Matcha – A framework for building iOS and Android apps in Go - pritambarhate
https://github.com/gomatcha/matcha
======
jd20
I think it's really great to see a project like this coming out, as someone
who loves writing Go on the server side, but has been grinding my teeth
through learning JS to be able to do client-side work. That said, I would love
to hear more about how a compiled Go app will handle three of what I see as
being RN's biggest advantages:

1) Ability to quickly see changes in the simulator as you're modifying code
(one of the main reasons I went with RN over ObjC/Swift, is I can just Cmd+R
and boom, my changes are live in a second).
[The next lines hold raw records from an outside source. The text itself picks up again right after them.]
PR #699, opened 2019-02-02
Disable client-side save confirmation popup

micaww:


killzoms:
was wondering who would take care of this GG

micaww:
Easy peasy. Saw someone mention it in Discord the other day.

2) Pushing new updates remotely, without having to resubmit your app. Would Go
being statically compiled, mean we can't ship bits of executable code for
minor updates / bug fixes as we see fit?

3) Debugging is really nice on RN, because you get to leverage awesome JS
debugging environments like Chrome DevTools. While I've not yet had a need for
a fancy debugger with Go, I could see that as a big sticking point for teams
trying to choose.

Nonetheless, really applaud this effort so far, and look forward to seeing
more. Go's concept of goroutines seems much better suited to UI event
handling, then stringing together a ton of promises and callbacks. And don't
even get me started on the async keyword...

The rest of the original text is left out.